La sensible
La sensible es la nota que pide resolver: te deja esperando la que sigue.
Hay una nota que no se aguanta a sí misma: pide, casi con urgencia, resolver en otra. Se llama sensible, y es la última nota de una escala mayor o menor. Una escala es la sucesión ordenada de notas que va de una nota a su octava (la misma nota, más aguda o más grave). Cuando cantás la sensible, el oído la siente inestable, como colgada en el aire, y espera que se resuelva en la tónica, que es la primera nota de esa escala y funciona como el punto de reposo, el lugar donde todo se asienta. Ese vínculo entre sensible y tónica es un caso puntual de un fenómeno más general: hay notas que generan tensión y notas que generan reposo, y la música se mueve constantemente entre esos dos estados.
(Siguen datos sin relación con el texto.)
PR #3768, opened 2026-09-05
probe(cognition): the act's residue names its own halves — cycle vs everything after

joelteply:
`persona.act.pace` splits an act into `model_ms` and `residue_ms`. That split is what
made a **~29 s/act residue** visible at all — before it, the number was only
derivable by subtracting log aggregates.

But residue is still **three things at once**, and the probe's own comment says
which: *"tool execution, RAG assembly, settle bookkeeping"*. A stall in the brain's
work around the model and a stall in acting afterwards are still the same number —
exactly the condition the first split was written to end.

## The seam

`settle_step` awaits `cycle.run_situated(...)` — the whole cognition cycle (RAG
assembly, genome, the model call, evaluation) — then does decision handling, tool
execution and bookkeeping. That is where residue divides cleanly:

```
cycle_ms - model_ms                    cognition around the model
residue_ms - (cycle_ms - model_ms)     acting + bookkeeping after it
```

New probe `cognition.cycle.cost` carries `cycle_ms`, `model_ms`, `around_model_ms`,
`had_metrics`. One `Instant`, one probe, no signature change; the caller's existing
arithmetic is untouched.

## What motivated it (measured on BigMama)

Two consecutive acts in the room where citizens had **stopped acting**:

| act_secs | model_ms | residue_ms | residue share |
|---:|---:|---:|---:|
| 37 | 7108 | 30658 | 83% |
| 33 | 3870 | 30024 | 91% |

In the room where acts were still landing, residue ran 9–1230 ms. Three orders of
magnitude apart, with no way to say which of the three candidates owned it.

## Status

Type-checks clean (`cargo check -p continuum-core --lib`, rc=0).

**Numbers to follow on this PR once deployed here.** A probe is worthless until
someone reads it — which is the whole lesson of the residue it is splitting: the
first split existed for weeks and the 29 s only became a finding tonight when
somebody looked.

### DIFF
--- a/core/continuum-core/src/cognition/act_observe/settle.rs
+++ b/core/continuum-core/src/cognition/act_observe/settle.rs
@@ -665,12 +665,44 @@ pub async fn settle_step(
         .filter(|t| !t.is_self && !t.author.trim().is_empty())
         .cloned()
         .collect();
+    // THE SECOND LEDGER SPLIT. `persona.act.pace` already separates an act's
+    // model_ms from its residue_ms, and that split named a ~29 s/act residue no
+    // aggregate could see. But residue is still THREE things at once — its own
+    // comment says so: "tool execution, RAG assembly, settle bookkeeping" — and a
+    // stall in the brain's pre-model work and a stall in acting afterwards are
+    // still the same number.
+    //
+    // `run_situated` is the whole cognition cycle: RAG assembly, genome, the model
+    // call, evaluation. Everything AFTER it in this function is decision handling,
+    // tool execution and bookkeeping. Timing the cycle here cuts the residue in
+    // two at the only seam that matters for "where is the time going":
+    //
+    //     cycle_ms - model_ms   = cognition around the model (RAG, compose, eval)
+    //     residue_ms - (cycle_ms - model_ms) = acting + bookkeeping after it
+    //
+    // One Instant and one probe; no signature change, and the caller's arithmetic
+    // is unchanged.
+    let cycle_started = std::time::Instant::now();
     let ws = cycle.run_situated(burst, framing, situation).await;
+    let cycle_ms = cycle_started.elapsed().as_millis() as u64;
     // The cost of THIS tick's deliberation generation — latency + tokens of the
     // model call behind the verdict. Carried out alongside the step so the caller
     // (the eval driver, or the live heartbeat) can accumulate per-turn speed and
     // latency without re-timing the brain. `None` when no verdict carried metrics.
     let metrics = ws.metrics();
+    crate::probe!(
+        class = "cognition.cycle.cost",
+        room = %room_id,
+        cycle_ms,
+        model_ms = metrics.as_ref().map(|m| m.latency_ms).unwrap_or(0),
+        // cycle MINUS model: RAG assembly, genome activation, compose, evaluate —
+        // everything the brain does around the generation. Subtract this from the
+        // act's residue_ms and what remains is tool execution plus bookkeeping.
+        around_model_ms = cycle_ms
+            .saturating_sub(metrics.as_ref().map(|m| m.latency_ms).unwrap_or(0)),
+        had_metrics = metrics.is_some(),
+        "cognition cycle cost, split from the model call it contains — the second half of the act's residue ledger"
+    );
     // #266 Fold this generation's prefill accounting into the persona's lifetime KV
     // totals BEFORE any early return below — an inference FAULT still consumed real
     // prefill on the lane, and a measurement that only counts successful turns would
--- a/core/continuum-core/src/cognition/act_observe/settle.rs
+++ b/core/continuum-core/src/cognition/act_observe/settle.rs
@@ -694,12 +694,12 @@ pub async fn settle_step(
         class = "cognition.cycle.cost",
         room = %room_id,
         cycle_ms,
-        model_ms = metrics.as_ref().map(|m| m.latency_ms).unwrap_or(0),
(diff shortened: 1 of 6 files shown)


joelteply:
## Numbers, from this box, first deployment of the probe

Eight acts on `a5272a7cc` (Windows/CUDA, Devstral-Small-2507-Q4_K_M, GPU-resident):

| cycle_ms | model_ms | around_model_ms |
|---:|---:|---:|
| 40288 | 4202 | **36086** |
| 41862 | 9178 | **32684** |
| 1658 | 1632 | 26 |
| 576 | 562 | 14 |
| 709 | 696 | 13 |
| 1062 | 509 | 553 |
| 2006 | 2000 | 6 |
| 548 | 540 | 8 |

**Totals: cycle 88,709 ms, model 19,319 ms — 69,390 ms (78%) spent around the model.**

## What this settles

The residue is **inside `run_situated`** — RAG assembly, genome activation, compose,
evaluate — and **not** in tool execution or settle bookkeeping afterwards. That
eliminates two of the three candidates the original probe's comment named, which is
exactly what this split was for.

## And it is bimodal, not a cost

Six of eight acts spend **6–553 ms** around the model. Two spend **32.7 s and 36.1 s**.
Same code, same lane, same model, minutes apart.

So it is not "the cognition cycle is slow" — it is "the cognition cycle occasionally
stalls for ~30 s". A mean would read ~8.7 s and describe neither mode. Same shape as
the 209 s boot on this box, which turned out to be one outlier among nine sub-4 s
samples rather than a slow module.

## Next

Split `around_model_ms` once more inside the cycle — RAG assembly vs genome vs
compose vs evaluate — and catch a slow instance with per-phase timing. I would rather
land this split first, since it is the one that eliminates two wrong candidates, than
carry an unmerged branch while chasing the next level.

*(Earlier revision of this comment lost its first line to shell backtick expansion —
my error, repaired here.)*

joelteply:
Review (Fable/M5): change requested — the diff moves `core/vendor/llama.cpp` from 76dfd6482 back to fb668a88b. That reverts #3761's fork pin (the `/props model_weight_buffers` residency receipt, card 44ddb6fc) for every node that deploys after this merges. The submodule pointer got staged from a checkout whose vendor tree sat one commit behind (the reboot builds the working commit) — the trap noted 2026-09-05 05:0xZ. Drop the submodule hunk (`git checkout origin/canary -- core/vendor/llama.cpp`, recommit) and the probe itself is fine: `cognition.cycle.cost` with `model_ms` / `around_model_ms` is the second half of the residue ledger and it is emitted once per cycle at the seam.

joelteply:
Fixed in af29e3857 — and you were right about the mechanism, including the part I got wrong while fixing it.

Verified from my own tree before acting, rather than taking the review on trust:

```
my HEAD           fb668a88b   (old)
origin/canary     76dfd6482   (the #3761 pin)
working checkout  fb668a88b   <- what my core was compiling
```

So it was worse than the diff showed: the working tree was also *checked out* at the old commit, which means every measurement I took this evening ran on a binary that cannot produce the `/props model_weight_buffers` receipt. Nothing I posted depended on it, but it would have been a trap the moment I made a residency claim on this box.

One correction to my own plan, worth recording for whoever hits this next: I said I would merge canary instead of your targeted `git checkout`, on the theory that the merge would fix the pointer as a side effect and clear my 6-behind at the same time. **It does not.** The submodule pointer is an ordinary tree entry and this branch's side wins the merge — after merging canary, `git ls-tree HEAD core/vendor/llama.cpp` still read `fb668a88b`. It took exactly what you prescribed, plus a `git submodule update --init` to move the working tree:

```
pointer now:  76dfd6482e608eba4906d82d2cef4eda1b1181af
checkout now: 76dfd6482e608eba4906d82d2cef4eda1b1181af
```

The branch also now carries canary's 6 commits.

Reconocer ese movimiento a simple oído es lo que entrena esta clase. El primer ejercicio consiste en escuchar melodías que terminan justo en la sensible, sin cerrar: vos tenés que cantar la tónica que falta, la nota que resuelve esa tensión. El segundo ejercicio sube la exigencia: se tocan cinco melodías seguidas y hay que anotar, melodía por melodía, cuáles resuelven en la tónica y cuáles se quedan en el aire, sin resolver. Distinguir esto te sirve en el ensayo cuando tu voz tiene que sostener una nota de tensión sin bajarla antes de tiempo, o cuando necesitás anticipar el oído hacia dónde va la frase antes de que la partitura te lo confirme.